我不会喝酒,再好的酒给我喝了,也分不出来是什么档次的酒。酒,对我来说,都是一个味,都是一个“辣”字。我的酒量很小,喝一口脸就红,在电影队,我的酒量是排在倒数第一的。下连吃饭时,若有酒,我几乎都不喝。只是偶尔在冬季寒冷的夜晚,要工作几个小时时,喝上两口、抗风挡寒便了事了。
那一年的除夕,电影队在中午和下午分别为新华的观众放映了两场电影,晚上,力刚队长把没有回家的放映员请到了他的家里。素心姐准备了十几个菜,还有两大盆饺子馅,并把屋子烧的暖暖的,火炕如同火墙一样,热乎乎的。
大家坐在屋里,开心的说笑着,天南地北的侃着。毛嗑、冻梨、水果糖,香烟、茶水、冻柿子,应有尽有,一派过年时的景象。室外不时的传来鞭炮声,时常有烟花闪烁在星空中,家家彩灯高挂,户户张贴对联,东北特色的年味在那时体现的气味十足。
快20点时,大家一起包饺子,不一会儿的时间,两大盆的饺子馅就包完了。记忆中,是林哥、乃华回了一趟机关宿舍,把董副政委(董林生,哈尔滨知青,后来曾任宝泉岭管理局副局长,齐齐哈尔管理局局长,因车祸而离世。)接来了。
除夕的年夜饭很快就开始了,放映员们平时与董副政委接触就较多,大家都希望董副政委多喝一点,加之电影队初一上午休息,下午各机组开始下连放映,今晚多喝点,明天休息一上午,睡个懒觉也是不错的。其实,逢年过节或假日期间,放映员不仅不能休息,反而更忙,各个单位几乎在节日里都来要电影,放映员从初一到元宵节的时间里,基本是全在各个连队里度过的。一般来说,中途放映员能回来一次,更换内衣或交换拷贝后又奔波在第一线放映。
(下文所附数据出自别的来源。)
PR #238, opened 2023-04-16
bugfix: add verification for item.request.metadata

jtsai-dev:
item.request.metadata will be undefined when using -examples and without setting in json file, it needs to be verified


jhump (approved):

jhump:
LGTM, but I'm no longer a committer, so my approval doesn't allow merging.

dragonsinth (approved):

PR #337, opened 2025-05-23
fix(shopping-lists): B2B-2559 fixed an issue where error alert and success alert are both triggered when product without required variant is added to shopping list

isaacchen-bc:
Jira: [B2B-2559](https://bigcommercecloud.atlassian.net/browse/B2B-2559)

## What/Why?
Fixed an issue where error alert and success alert are both triggered when product without required variant is added to shopping list.

The issue happened because the whether the success alert is triggered or not does not depend on whether the validation on product option is passed or not. 

## Rollout/Rollback
merge/revert.

## Testing
Before:

https://github.com/user-attachments/assets/d2f0a736-5771-4883-9178-61ab2e70923e

After: 

https://github.com/user-attachments/assets/ef3e445b-5d11-4f75-8305-b56caf917c8c

[B2B-2559]: https://bigcommercecloud.atlassian.net/browse/B2B-2559?atlOrigin=eyJpIjoiNWRkNTljNzYxNjVmNDY3MDlhMDU5Y2ZhYzA5YTRkZjUiLCJwIjoiZ2l0aHViLWNvbS1KU1cifQ

### DIFF
--- a/apps/storefront/src/components/HeadlessController/index.tsx
+++ b/apps/storefront/src/components/HeadlessController/index.tsx
@@ -31,6 +31,7 @@ import { endMasquerade, startMasquerade } from '@/utils/masquerade';
 import { globalSnackbar } from '@/utils/b3Tip';
 
 import { getSku } from './getSku';
+import { ValidationError } from '@/utils';
 
 export interface FormattedQuoteItem
   extends Omit<QuoteItem['node'], 'optionList' | 'calculatedValue' | 'productsSearch'> {
@@ -257,7 +258,11 @@ export default function HeadlessController({ setOpenPage }: HeadlessControllerPr
               customerGroupId: customerRef.current.customerGroupId,
             })
               .then(() => displayAddedToShoppingListAlert(shoppingListId.toString()))
-              .catch(({ message }) => {
+              .catch((error) => {
+                const message =
+                  error instanceof ValidationError
+                    ? error.message
+                    : 'Something went wrong. Please try again.';
                 globalSnackbar.error(message, {
                   isClose: true,
                 });
--- a/apps/storefront/src/components/HeadlessController/index.tsx
+++ b/apps/storefront/src/components/HeadlessController/index.tsx
@@ -28,6 +28,7 @@ import { LineItem } from '@/utils/b3Product/b3Product';
 import createShoppingList from '@/utils/b3ShoppingList/b3ShoppingList';
 import { getCurrentCustomerInfo } from '@/utils/loginInfo';
 import { endMasquerade, startMasquerade } from '@/utils/masquerade';
+import { globalSnackbar } from '@/utils/b3Tip';
 
 import { getSku } from './getSku';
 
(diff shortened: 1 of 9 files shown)


apps/storefront/src/components/HeadlessController/index.tsx
```diff
@@ -254,7 +258,9 @@ export default function HeadlessController({ setOpenPage }: HeadlessControllerPr
               items: transformOptionSelectionsToAttributes(items),
               isB2BUser: isB2BUserRef.current,
               customerGroupId: customerRef.current.customerGroupId,
-            }).then(() => displayAddedToShoppingListAlert(shoppingListId.toString())),
+            })
+              .then(() => displayAddedToShoppingListAlert(shoppingListId.toString()))
+              .catch(addProductsToShoppingListErrorHandler),
```
isaacchen-bc, line 263: Can't really add tests to this because `addProducts` is just basically a function pull from `pages/PDP` with some modification that tailors to headless. 

Since it's quite straight forward and also the exact same logic is already covered by the newly added tests, will skip this one for now.

apps/storefront/src/pages/PDP/index.test.tsx
```diff
@@ -0,0 +1,568 @@
...
+    await waitForElementToBeRemoved(() => screen.queryByText(/loading/i));
+
+    expect(screen.getByText('Add to shopping list')).toBeInTheDocument();
+
+    await userEvent.click(screen.getByText('Test Shopping List 1'));
+    await userEvent.click(screen.getByText('OK'));
+
+    expect(globalSnackbar.error).toHaveBeenCalledWith(
+      'Something went wrong. Please try again.',
+      expect.anything(),
```
bc-akshatkaushik, line 565: [Suggestion]
It seems the second argument is always the same, maybe we can replace with what is the expected value
```suggestion
      {
        isClose: true,
      },
```

apps/storefront/src/pages/PDP/index.test.tsx
```diff
@@ -0,0 +1,568 @@
...
+
+    expect(screen.getByText('Add to shopping list')).toBeInTheDocument();
+
+    await userEvent.click(screen.getByText('Test Shopping List 1'));
+    await userEvent.click(screen.getByText('OK'));
+
+    expect(globalSnackbar.error).not.toHaveBeenCalled();
+    expect(globalSnackbar.success).toHaveBeenCalledWith(
+      'Products were added to your shopping list',
+      expect.anything(),
```
bc-akshatkaushik, line 407: Same as https://github.com/bigcommerce/b2b-buyer-portal/pull/337/files#r2106381690

bc-akshatkaushik (approved):
Minor suggestion otherwise LGTM

apps/storefront/src/pages/PDP/index.test.tsx
isaacchen-bc: updated

apps/storefront/src/pages/PDP/index.test.tsx
isaacchen-bc: This one is bit different, the second argument is a lot more complicated as you can see in apps/storefront/src/pages/PDP/useAddedToShoppingListAlert.tsx. Personally I don't think it's necessary to check the jsx thing in the second argument as we mainly just care about the message. So, I am leaning towards to keeping it as expect.anything().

大家你一杯,我一杯,为董副政委敬酒。董副政委环顾了几次四周,估计是看到我的脸最红,便紧紧的盯住了我。说:今晚,丁一喝多少,我就喝多少。无论我怎样解释与挣脱,都没能抵挡过去,最后是硬着头皮,喝吧!
那晚,到底我喝了多少酒?连我自已都说不清楚,酒席未散,我就躺在热炕上睡着了,至于桌上的同事们是何时走的,我一点也不知道。醒来时,已是初一的上午了,比我酒量稍大一些的乃华也没有回宿舍,害的力刚队长和素心姐在另一个小屋里休息的。
这次醉酒,我没有吐,除了睡觉之外,没有其它的举止,还算文明。自那以后,我决心从此不再喝酒,酒,给我的自身的体验是:一旦喝多了,是很不好受的。
酩酊大醉
不喝酒的行动的确坚持了一段时间,在这段时间里,无论是什么场合,我都是滴酒不沾,一来二去,到那个连队去放映,基本没有谁再让我喝酒了。本以为这样情形会保持下去,不想一场无法躲过的酒宴,让我酩酊大醉,这也是我人生中迄今为止最为惨重的一次醉酒。
那一次是全省电影器材工作会议在新华举行,全省各地、市的同行、省和兵团电影发行放映公司的领导等数百人参加会议。5天的会议,使新华享受到了北京、上海、天津三大直辖市的拷贝待遇,省电影发行公司将国家发行给黑龙江的最新拷贝全部带到新华,拷贝放映的时间基本是与三大直辖市是同期放映的。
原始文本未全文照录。